Prolonged absence of attunement between parent and
child takes a tremendous emotional toll on the child.
When a parent consistently fails to show any empathy
with a particular range of emotion in the child—joys,
tears, needing to cuddle—the child begins to avoid expressing,
and perhaps even feeling, those same emotions.
In this way, presumably, entire ranges of emotion
can begin to be obliterated from the repertoire for intimate
relations, especially if through childhood those
feelings continue to be covertly or overtly discouraged.
By the same token, children can come to favor an unfortunate
range of emotion, depending on which moods
are reciprocated.
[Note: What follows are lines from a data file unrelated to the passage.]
Issue #436, opened 2025-05-06
[FEATURE] Support union type for basic types


badmonster0:
We want to support union type for [basic types](https://cocoindex.io/docs/core/data_types#basic-types).

## Background

Union types are supported in Python (e.g. `str | int`). CocoIndex doesn't support it now, so when a library already defines a dataclass with Union type members, users cannot use the existing type as argument / return type of a CocoIndex function ([existing example from relik](https://github.com/SapienzaNLP/relik/blob/999baf657a9df095ac138fac61bff944dff3d8ea/relik/inference/data/objects.py#L99)).

### Bind union type in Python to Json type in CocoIndex

However, Json type is too generic and loses essential type information. Unexpected values can be set to the field without being noticed earlier (e.g. when calling LLM to create the dataclass value).

With this said, binding an unsupported type to Json still can be supported, because there're still types that cannot be supported even after we support union type for basic types. This will be treated as a separate feature request.

### Not limit union type to basic type

i.e. we may support union type for struct/table types too.

We may support it eventually, but it's difficult to reliably interpret the type for a specific struct value, especially our struct types are unnamed (for now).

## Things to Change

We want to add `Union` as a new variant for [`BasicValueType`](https://github.com/cocoindex-io/cocoindex/blob/55d112dc4e13e9e44b681f6f7d1a94eb1ccee33a/src/base/schema.rs#L14), e.g.

```rust
Union(Vec<BasicValueType>),
```

We considered putting it as a new type at the same level as `BasicValueType`, `StructType` and `TableType`. One practical reason of not doing so is: things like `list[str | int]` will not be representable. Considering `Vector` is already part of `BasicValueType`, having `Union` as another `BasicValueType` makes sense.

Other code to update:

- Methods related `BasicValueType`, for serializing, deserializing, etc.
- Value representation doesn't need to change, but when we decode values we're taking target type as argument in [`BasicValue::from_json()`](https://github.com/cocoindex-io/cocoindex/blob/55d112dc4e13e9e44b681f6f7d1a94eb1ccee33a/src/base/value.rs#L865). It needs to updated.
- [`JsonSchemaBuilder`](https://github.com/cocoindex-io/cocoindex/blob/55d112dc4e13e9e44b681f6f7d1a94eb1ccee33a/src/base/json_schema.rs)
[...]

PR #510, opened 2025-05-18
feat: support union type for basic types

chardoncs:
Here is my solution on the union type support. It includes basic conversions and representations for the union type.

If there are any problems with the change, feel free to speak out for revision or reject.

## Context

This PR is an attempt to solve Issue #436. It includes descriptions and conceptual works about union type support.

> ## Changes

> - Added union in the basic value type, including a new util struct `UnionType`.
>   - [Breaking] Added the union option to the `BasicValueType`.
>   - `UnionType` includes a `BTreeSet` to store the types, with extra features.
>     - Deduplication: E.g., `int | str | int` is `int | str`.
>     - Auto-sorting. The current sorting strategy is using the same order of the definition in `BasicValueType`. It might be > changed to explicit ranks.
>     - Auto-flattening: E.g., `int | (int | str) | str | float` is `int | str | float`
>     - If there is only one type, the parser returns the exact type.
>     - String guessing: If some of UUID, DateTime (`LocalDateTime`, `OffsetDateTime`, `Date`, and `Time`), JSON, and String appear in a union at the same time, the parser will try parsing the value against each possible type in the **reversed** order of the definition (might be changed to explicit ranks).
> - Union type conversion for Qdrant.
> - Union type conversion for PostgreSQL.
> - JSON Schema for union type, using `oneOf`.
> - Format display: `Union[type1 | type2 | ...]`.
> - [Breaking] Added union support for type encoder in Python API.~


src/base/value.rs
badmonster0, line 1: After reading the implementations, I realized I overlooked one thing when creating the original issue: value -> JSON -> value may get a different value after a roundtrip, under union type (the value representation has stronger type information and can uniquely identify the type for basic types, but JSON are weaker typed). 

This can be a problem, meaning a ser-deser roundtrip is no longer transparent (e.g. we cache intermediate computation results for reuse).

Now I'm thinking maybe we can do the following to aid:

- For union typed values, add a number tag to indicate the branch ID, e.g. `UnionVariant(tag_id, value)`, and serialize it as a 2-element array.
- This means the type representation (`UnionType`) needs to keep a `Vec`, so the `tag_id` can more easily work with it. I still like the idea of sorting possible types though - consider doing the sorting when creating the `UnionType`.
- Note that we have another `TypedValue` serialization logic: https://github.com/cocoindex-io/cocoindex/blob/95c7ece9923ddfa69fc2a47a9524d201d982cf9e/src/base/value.rs#L1049-L1057
  The difference is that these serializations are more friendly for being consumed outside cocoindex without cocoindex type info (they are used in  export / dump format now), and not for another deserialization. So for these, we don't need to carry `tag_id` along.

Welcome to any further discussions on this.

python/cocoindex/typing.py
```diff
@@ -69,7 +69,7 @@ class AnalyzedTypeInfo:
     """
     kind: str
     vector_info: VectorInfo | None  # For Vector
-    elem_type: ElementType | None   # For Vector and Table
+    elem_type: ElementType | None   # For Vector, Table, and Union
```
badmonster0: Instead of reusing `elem_type`, I feel we should better have another one like this:

```
union_variant_types: list[type] | None
```

The purpose of this `AnalyzedTypeInfo` is to unpack type info for the current type - so it's ready to be directly consumed in a recursive traversal, and store original python types for its next-level types (e.g. for the type `list[T]` we store `T` instead of `list[T]` in this dataclass). For a union type, the `typing.Union` is the structure for its current level, and its variants is its next level.

python/cocoindex/typing.py
badmonster0, line 1: Note that we also need to update `make_engine_value_decoder()` in `convert.py`.

src/utils/union.rs
```diff
@@ -0,0 +1,158 @@
...
+            let mut type_tree: BTreeSet<BasicValueType> = self.into();
+            return Ok(UnionParseResult::Single(type_tree.pop_first().unwrap()));
+        }
+
+        Ok(UnionParseResult::Union(self))
+    }
+
+    /// Move an iterable and parse it into a union type.
+    /// If there is only one single unique type, it returns a single `BasicValueType`.
+    pub fn parse_from<T>(
```
badmonster0: Looks like both `parse_from()` and `coerce_from()` are only used by tests. Then just wonder what do we lose if we directly construct the `UnionType` in tests?

I can see we may seed something similar for the following purposes:
1. When we get a type encoded from Python code, we may want to canonicalize it, e.g. make sure no duplicated code, no nested union, etc. This is the place we need this: https://github.com/cocoindex-io/cocoindex/blob/95c7ece9923ddfa69fc2a47a9524d201d982cf9e/src/ops/py_factory.rs#L171-L172
2. When building a type in some operations (like [this](https://github.com/cocoindex-io/cocoindex/blob/95c7ece9923ddfa69fc2a47a9524d201d982cf9e/src/ops/functions/split_recursively.rs#L599)) some helpers may also be needed.

For 1, in my mind a function like this may be ideal:
```rs
fn canonicalize_type(t: EnrichedValueType): EnrichedValueType 
```

For 2, what we need may be closer to this `parse_from`, while in my mind the util may directly return a `BasicValueType` for ease of use.

(since we don't have a op built in Rust needs this now, we don't need to worry about 2 for now)

badmonster0 (commented):
Thanks for the PR! Really appreciate the effort!

Please see the bunch of comments. Welcome for any further discussion!

chardoncs:
Thanks! I'll see what I can do

src/base/value.rs
chardoncs: Yes, I understand that transparency can be a problem. My current implementation includes type guessing that may cause inconsistency.

So, my understanding is that the `tag_id` is for the current type of the value, and it's serialized altogether with the value as a JSON array. Is that correct?

badmonster0: Yes, that's correct.
(sorry missed this question yesterday)

badmonster0: Thanks for updating the code! Looked at the latest in-progress implementation. This is still a little bit different from what I thought.

`UnionVariant(tag_id, value)` I suggested is a branch of `BasicValue`. Writing it out, may be something like this:

```rs
enum BasicValue {
  ...
  UnionVariant{tag_id: usize, value: Box<BasicValue>},
}
```

e.g. if a union type is `Str | Int64`, `Str` has tag ID 0, `Int64` has tag ID 1.

Both serialization and deserialization will be more straightforward:
- To serialize: directly convert it into array `[tag_id, serialize(value)]`
- To deserialize (`from_json()` method): with the tag_id, we can directly get the specific type from the vector in `UnionType`, then use it to deserialize value.

This will be simpler and more robust: we don't need to guess the `BasicType` from the `BasicValue`, which may not be always possible (e.g. zero-length vectors, or a type like `Str | Vector[Str | Int64]`).

---
Besides, I realized there're one more thing may need discuss - I didn't realize last time.

For deserialization, there're two types of use cases:
1. Deserialize what we serialized. It will guarantee we get the same thing in a roundtrip.
2. Deserialize JSON values created by some external systems. Currently the only situation is `ValueExtractor` in `json_schema.rs` (e.g. values are created by LLM for the case), which we don't expect they put the tag ID. On the other hand, we don't expect the value type preserved in a roundtrip for this case too. So we can guess by trying each possible types during deserialization.

To distinguish these two, we can add a new input to `from_json()` method, to indicate which mode, e.g. we can have another enum like:

```rs
enum DeserializationMode {
  /// Deserialize what we serialized. Guaranteed to preserve original type.
  Internal,
  /// Deserialize JSON values produced by external systems. 
  External,
}
```

---
Thanks for your patience! Let me know if you have any other thoughts. Thanks!

chardoncs: Thanks for addressing the misunderstanding. I was actually concerned by serializing the element type.

It is a simple way to eliminate ambiguity.

chardoncs: By the way, I was initially thinking about serialize and deserialize `BasicValue` without a `UnionVariant` branch.

The serialization creates the `tag_id` when `BasicValueType` is `Union`:

> E.g. `BasicValue::Int64(10)` with type `Str | Int` -> `{ tag_id: 1, value: 10 }`

And deser uses the `BasicValueType` and `tag_id` to construct `BasicValue`:

> E.g. `{ tag_id: 1, value: 10 }` with type `Str | Int` -> `BasicValue::Int64(10)`

badmonster0: Nice thought! This may have the following difficulties though:

- During serialization we don't have the `BasicValueType`. The serialization is designed in a way that can work standlone with the `Value` (otherwise we need to do it by a serialization method not standard for `serde`, and a lot things need to be changed, e.g. other serializable structs using `Value` as fields).
- Even if we pass the type down, we still need to guess the type based on the value. It's doable for most cases, but there're still some difficult cases. e.g. when there's a vector,  we need to look into the element, which can be union type too. We'll introduce more times in the future (e.g. `Enum`, #523), which may add more complexity (e.g. how about `Vector[Str] | Vector[Enum1]`)?

I prefer avoiding these complexities, to avoid hitting a case that we cannot handle some day.

src/utils/union.rs
chardoncs: I see. I have removed all those methods so `UnionType` should be created only through pyo3.

python/cocoindex/typing.py
chardoncs: Actually, I'm currently confused by this decoding. It seems like there is no way to encode a union engine value from a Python value. The Python union type cannot be detected from `encode_engine_value()`. (Maybe a custom class is needed)

Also, for decoding. Currently, my implementation for the `UnionVariant` branch in the Rust function `basic_value_to_py_object<'py>()` is like this:

```rust
let result = match v {
// snip
        value::BasicValue::UnionVariant { value, .. } => {
            basic_value_to_py_object(py, &value)?
        }
};
```

In this case, I suspect the union type cannot be detected from the make decoder function in any way, neither through `encode_engine_value()` nor `TransientFlow::evaluate_async()`.

But if we return a struct that is converted into the Python value (such as something like `{ type: "Str", value: "foo" }`), then the make decoder function can detect it.

badmonster0: In Python, I think there's no common way to get the specific branch for a value annotated with Union type, e.g. for `list[int] | list[float]`, type information only exists in each specific list element. There's no type information to directly distinguish `list[int]` and `list[float]`.

So, for encoding (Python->Rust), probably we have to try different branches and see which will succeed, on Rust side. Your current implementation looks good!

For decoding (Rust->Python), since both Rust and Python side have consistent type information, I think we can follow similar approach as how we serialize to JSON. On Rust side, we may convert it into a tuple of `(tag_id, value)`, then on Python side using `tag_id` we can find out the type of the specific branch. What do you think about this? Thanks!

chardoncs: Yes, that should do the trick.

chardoncs: On a second thought, there is a problem with the B-Tree set. It seems like we have to use `Vec` to preserve the order if `tag_id` is returned.

badmonster0: Yes, please use `Vec` - this is compatible with the `tag_id` approach.

chardoncs:
It seems like there is a new DB support (KuzuDB), and it natively supports union.

Update: I just checked the unions in KuzuDB. It is C/C++-like unions, which means every type is named (e.g., `UNION(a STRING, b INT64)`). So I think the names should be automatically generated like `val1`, `val2` (or `val0`, `val1`, ...), or something like that.

src/base/value.rs
```diff
@@ -954,6 +967,26 @@ impl BasicValue {
...
+
+                let value = obj.get(1)
+                    .ok_or_else(|| anyhow::anyhow!("`value` is not available in the value"))?;
+
+                let cur_type = typ.types().get(tag_id)
+                    .ok_or_else(|| anyhow::anyhow!("No type in `tag_id` \"{tag_id}\" found"))?;
+
+                BasicValue::UnionVariant {
+                    tag_id,
+                    value: Box::new(BasicValue::from_json(value.clone(), cur_type)?),
```
badmonster0: This clone can be avoided  (it can be a large string), as we have ownership of `v` and can move from it.

src/ops/storages/neo4j.rs
```diff
@@ -226,6 +226,19 @@ fn basic_value_to_bolt(value: &BasicValue, schema: &BasicValueType) -> Result<Bo
             _ => anyhow::bail!("Non-vector type got vector value: {}", schema),
         },
         BasicValue::Json(v) => json_value_to_bolt_value(v)?,
+        BasicValue::UnionVariant { tag_id: tag_id_ref, value } => {
```
badmonster0: nit: introducing a variable name for reference is usually unnecessary. This is simpler:

```rs
BasicValue::UnionVariant { tag_id, value } => {
  ...
  let type = s.types().get(*tag_id)
```

src/ops/storages/postgres.rs
```diff
@@ -159,6 +159,9 @@ fn bind_value_field<'arg>(
                     builder.push_bind(sqlx::types::Json(v));
                 }
             },
+            BasicValue::UnionVariant { tag_id, value } => {
+                builder.push_bind(sqlx::types::Json(serde_json::json!([tag_id, value])));
```
badmonster0: For the target storage, the value is consumed by an external system and doesn't need to be read back, so we only to export the value without `tag_id`. 

We can serialize a `TypedValue` to JSON (similar to the last branch a few lines below) .

I know it'll introduce difficulty for the implementation of `from_pg_value()` below - but actually that one will be deprecated soon, so we don't need to support union type for it (background: https://github.com/cocoindex-io/cocoindex/issues/504; currently all examples are not using it) - we can raise an error when encountering union type there.

src/ops/storages/qdrant.rs
```diff
@@ -139,6 +138,9 @@ fn values_to_payload(
                         vectors = vectors.add_vector(field_name, vector);
                         continue;
                     }
+                    BasicValue::UnionVariant { tag_id, value } => {
+                        json!([tag_id, value])
```
badmonster0: Similar here, we only need to output the `value` here, without `tag_id`.

src/py/convert.rs
```diff
@@ -156,6 +160,22 @@ fn basic_value_from_py_object<'py>(
...
+                if let Ok(value) = basic_value_from_py_object(typ, v) {
+                    valid_value = Some(value::BasicValue::UnionVariant {
+                        tag_id: i,
+                        value: Box::new(value),
+                    });
+                    break;
+                }
+            }
+
+            valid_value.ok_or_else(|| PyErr::new::<PyTypeError, _>("invalid union"))?
```
badmonster0: we may put the type name in the error message, to make it easier for users to debug

src/utils/union.rs
```diff
@@ -0,0 +1,19 @@
+use crate::{base::schema::BasicValueType, prelude::*};
+
+/// Union engine type helper
+#[derive(Debug, Clone, Serialize, Deserialize, PartialEq, Eq)]
+pub struct UnionType {
+    types: Vec<BasicValueType>,
```
badmonster0: Seems a separate mod is unnecessary. Probably just put this in `schema.rs`?

src/utils/union.rs
```diff
@@ -0,0 +1,19 @@
...
+}
+
+impl UnionType {
+    pub fn types(&self) -> &[BasicValueType] {
+        self.types.as_slice()
+    }
+}
+
+impl Into<Vec<BasicValueType>> for UnionType {
+    fn into(self) -> Vec<BasicValueType> {
```
badmonster0: Is this used anywhere?

src/utils/union.rs
```diff
@@ -0,0 +1,19 @@
+use crate::{base::schema::BasicValueType, prelude::*};
+
+/// Union engine type helper
+#[derive(Debug, Clone, Serialize, Deserialize, PartialEq, Eq)]
+pub struct UnionType {
+    types: Vec<BasicValueType>,
+}
+
+impl UnionType {
+    pub fn types(&self) -> &[BasicValueType] {
```
badmonster0: Personally I feel this doesn't provide much value. We can just make the `types` field public instead.

badmonster0 (commented):
Thanks for your patience! Very close!

src/utils/union.rs
chardoncs: Sure, initially I thought there would be many methods for processing union types. Since it has been slimmed down, it is fine to put it in `schema.rs`.

I would like to rename it `UnionTypeSchema` after `VectorTypeSchema` in `schema.rs`.

src/ops/storages/qdrant.rs
chardoncs: Is the `value` inside the `UnionVariant` serialized into JSON for this, while it is `TypedValue` for the last one (in `postgres.rs`)?

src/base/value.rs
```diff
@@ -954,6 +967,35 @@ impl BasicValue {
...
+                // Take first element
+                let tag_id = obj_iter
+                    .next()
+                    .and_then(|value| value.as_u64().map(|num_u64| num_u64 as usize))
+                    .ok_or_else(|| anyhow::anyhow!("`tag_id` is not available in the value"))?;
+
+                // Take second element
+                let value = obj_iter
+                    .next()
+                    .ok_or_else(|| anyhow::anyhow!("`value` is not available in the value"))?;
```
badmonster0: Since we already checked `len()` is 2 above, this is an invariance now. We can do this to keep code simpler:

```rs
let value = obj_iter.next().ok_or_else(invariance_violation)?;
```

python/cocoindex/typing.py
badmonster0, line 1: `TypedValue` in this file also needs to be updated. for `UnionType`, we should only serialize the value part, without the tag.

src/base/value.rs
badmonster0: Note that `TypedValue` in this file also needs to be updated. for `UnionType`, we should only serialize the value part, without the tag.

python/cocoindex/typing.py
```diff
@@ -182,7 +184,23 @@ def analyze_type_info(t: Any) -> AnalyzedTypeInfo:
     elif base_type is collections.abc.Mapping or base_type is dict:
         args = typing.get_args(t)
         elem_type = (args[0], args[1])
-        kind = "KTable"
+        kind = 'KTable'
+    elif base_type is types.UnionType:
+        possible_types = typing.get_args(t)
```
badmonster0, line 245: Line 128-140 above, there's already handling for `UnionType`, and will error out when there are more than one non-none branches, so I think it won't reach here. I think one way is to directly change the code in L128-140 above for our UnionType support.

src/ops/storages/qdrant.rs
badmonster0: We should use `TypedValue` for this too. Since a value in qdrant is just a JSON without specific types, actually we can just use `TypedValue` for all types (except vectors, which is special in qdrant). The existing code to handle this can be simplified. I just created https://github.com/cocoindex-io/cocoindex/pull/587 to use `TypedValue` for most cases. Then this file no longer needs additional updates for union type support.

chardoncs: Yeah, I just merged the changes from the upstream.

src/base/value.rs
chardoncs: I see. What about `.unwrap()` or `.expect()`?

python/cocoindex/typing.py
chardoncs: Oh, initially I removed the check in L128-140. It seems like the change was overwritten when I was merging.

src/base/value.rs
badmonster0: `.unwrap()` looks good as the validation on length is very close. Thanks!

src/ops/storages/postgres.rs
chardoncs: Sorry for my late response.

I have done some changes days ago. I just checked my changes, and it seems will do the trick.

chardoncs:
I just spared some time to check the changes. Looks like everything has been addressed for now. But it needs thorough testing.

badmonster0:
> I just spared some time to check the changes. Looks like everything has been addressed for now. But it needs thorough testing.

That's great, thanks!

I just added a testutil `validate_full_roundtrip()`:

https://github.com/cocoindex-io/cocoindex/blob/48a03310d47c8dab9e3de03fe8009d8dfc8d286e/python/cocoindex/tests/test_convert.py#L67-L69

It can be used to in test to cover multiple encode/decode/serialize/deserialize functions on both Rust and Python side. Would you try to add a few tests for union types with this and see if it passes?

chardoncs:
Sorry for the late reply. I was sick these days and couldn't think or code.

I will check the change and add test cases, and try not to delay this PR any further.

badmonster0:
> Sorry for the late reply. I was sick these days and couldn't think or code.
> 
> I will check the change and add test cases, and try not to delay this PR any further.

@chardoncs  I'm sorry to hear you're sick. No worries, take your time and have enough rest! Hope you'll be better soon.

chardoncs:
I just added some test cases and fixed some bugs.

There are some problems with `datetime` conversions.

python/cocoindex/tests/test_convert.py
```diff
@@ -477,6 +477,48 @@ def test_field_position_cases(
...
+def test_roundtrip_union_with_inactive_uuid() -> None:
+    t = str | uuid.UUID | int
+    value = "5a9f8f6a-318f-4f1f-929d-566d7444a62d" # it's a string
+    validate_full_roundtrip(value, t)
+
+
+#def test_roundtrip_union_datetime() -> None:
+#    t = str | uuid.UUID | float | int | datetime.datetime
+#    value = datetime.datetime.now()
+#    validate_full_roundtrip(value, t)
```
chardoncs: There are some problems with this test case. It seems like `datetime` is converted as `date`.

badmonster0: There was a for `LocalDateTime` and fixed in https://github.com/cocoindex-io/cocoindex/pull/624

Also note that `datetime` is equivalent to `OffsetDateTime` and a timezone is needed for now. `LocalDateTime` doesn't need timezone. Added roundtrip test for these two types in https://github.com/cocoindex-io/cocoindex/pull/624

chardoncs:
I have updated the test cases, and it works now.

Now I'm trying to figure out if this implementation works with databases (i.e., Qdrant, Postgres, Neo4j, and Kuzu). My concern right now is especially on Kuzu, because it has a native C-like union type, which functions very different from the others.

badmonster0:
> My concern right now is especially on Kuzu, because it has a native C-like union type, which functions very different from the others.

That's a fair concern. I had similar concern, e.g. users need to access using tags like `val0`, `val1` etc. which is a little bit arbitrary. I think probably we want to store it as JSON in Kuzu, similar to Postgres. But JSON requires an extension on Kuzu (https://docs.kuzudb.com/extensions/). I think probably you can skip supporting Kuzu for this PR (similar to the Json type, which is also unsupported for Kuzu yet). Later I'll add JSON extension support for Kuzu which will make us easily support union type for it too.

chardoncs:
I just checked current implementation.

I have removed union implementation for Kuzu. And it is JSON for Postgres and Qdrant, but I have introduced `tag_id` back for JSON conversion, because otherwise the full roundtrip tests would fail. However, there is no `tag_id` for Neo4j.

badmonster0:
> I just checked current implementation.
> 
> I have removed union implementation for Kuzu. And it is JSON for Postgres and Qdrant, but I have introduced `tag_id` back for JSON conversion, because otherwise the full roundtrip tests would fail. However, there is no `tag_id` for Neo4j.

Yes, we should have `tag_id` for the the normal serialization.

For Postgres, we're using `TypedValue` to serialize it. As I explained in another comment thread (you can search for "TypedValue", the thread has more context about the specific consideration/context for `TypedValue`), serialization for `TypedValue` needs to be updated to drop the tag_id for union types. Hence Postgres won't have `tag_id` in its JSON.

src/base/value.rs
```diff
@@ -1128,7 +1128,17 @@ impl Serialize for TypedValue<'_> {
...
+                match t {
+                    BasicValueType::Union(_) => match v {
+                        Value::Basic(BasicValue::UnionVariant { value, .. }) => {
+                            value.serialize(serializer)
+                        }
+                        _ => Err(serde::ser::Error::custom("Unmatched union type and value for `TypedValue`")),
+                    },
+                    _ => v.serialize(serializer),
+                }
+            }
```
chardoncs: I have updated the `TypedValue` serialization.

In this case, if `TypedValue` is serialized, the `tag_id` will get dropped and the inner `value` will be serialized. And the serialization for `BasicValue` and `Value` is not affected.

src/base/value.rs
```diff
@@ -956,6 +969,33 @@ impl BasicValue {
                     .collect::<Result<Vec<_>>>()?;
                 BasicValue::Vector(Arc::from(vec))
             }
+            (v, BasicValueType::Union(typ)) => {
+                let obj: Vec<serde_json::Value> = serde_json::from_value(v)
```
badmonster0: Something like this is more concise and efficient:

```rs
let arr = match v {
  serde_json::Value::Array(arr) => arr,
  _ => bail!("Invalid JSON value for union, expect array"),
};
```

badmonster0 (commented):
Please also run `./check.sh`, which will run autoformat and will resolve github workflow check errors.

badmonster0:
Thanks a lot for pushing through this feature, and all revisions along the way!

badmonster0:
Hi @chardoncs Charles, thank you so much for your contribution. We made a section for you in the latest release note

https://cocoindex.io/blogs/cocoindex-changelog-2025-07-07/#chardoncs

we love your contribution!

Even infants "catch" moods: Threemonth-old
babies of depressed mothers, for example,
mirrored their mothers' moods while playing with them,
displaying more feelings of anger and sadness, and
much less spontaneous curiosity and interest, compared
to infants whose mothers were not depressed. 9
One mother in Stern's study consistently underreacted
to her baby's level of activity; eventually her baby
learned to be passive. "An infant treated that way learns,
when I get excited I can't get my mother to be equally
excited, so I may as well not try at all," Stern contends.